GIVEN ENTRIES
•••••
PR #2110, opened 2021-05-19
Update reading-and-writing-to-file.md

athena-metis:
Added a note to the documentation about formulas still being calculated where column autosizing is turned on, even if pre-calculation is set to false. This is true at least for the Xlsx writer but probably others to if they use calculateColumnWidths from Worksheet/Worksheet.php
•••••
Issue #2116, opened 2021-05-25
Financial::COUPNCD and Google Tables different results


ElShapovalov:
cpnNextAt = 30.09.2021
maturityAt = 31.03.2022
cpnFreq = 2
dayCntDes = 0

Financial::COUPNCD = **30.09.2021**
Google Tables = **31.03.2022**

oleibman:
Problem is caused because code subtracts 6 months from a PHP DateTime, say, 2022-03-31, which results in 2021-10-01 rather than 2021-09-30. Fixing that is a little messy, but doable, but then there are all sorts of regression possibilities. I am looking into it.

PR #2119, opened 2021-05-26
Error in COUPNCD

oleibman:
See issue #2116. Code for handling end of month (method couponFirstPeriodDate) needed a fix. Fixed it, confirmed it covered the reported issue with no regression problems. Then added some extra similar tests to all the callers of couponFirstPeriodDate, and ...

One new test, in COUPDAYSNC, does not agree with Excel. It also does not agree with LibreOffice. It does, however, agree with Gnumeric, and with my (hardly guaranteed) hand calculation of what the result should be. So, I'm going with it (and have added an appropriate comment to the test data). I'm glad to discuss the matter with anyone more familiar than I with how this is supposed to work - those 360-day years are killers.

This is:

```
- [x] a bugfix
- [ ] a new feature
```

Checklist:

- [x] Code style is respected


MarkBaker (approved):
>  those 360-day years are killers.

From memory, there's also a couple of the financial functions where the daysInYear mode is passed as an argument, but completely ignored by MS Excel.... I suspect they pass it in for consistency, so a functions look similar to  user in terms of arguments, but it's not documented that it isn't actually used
•••••
ABOUT THIS TASK
The reply should hold only the lines of the listing above starting at the line containing "- [x] Code style is respected" and ending at the line containing "From memory, there's", exactly as written.

RESULT OF THE EXERCISE
- [x] Code style is respected


MarkBaker (approved):
>  those 360-day years are killers.

From memory, there's also a couple of the financial functions where the daysInYear mode is passed as an argument, but completely ignored by MS Excel.... I suspect they pass it in for consistency, so a functions look similar to  user in terms of arguments, but it's not documented that it isn't actually used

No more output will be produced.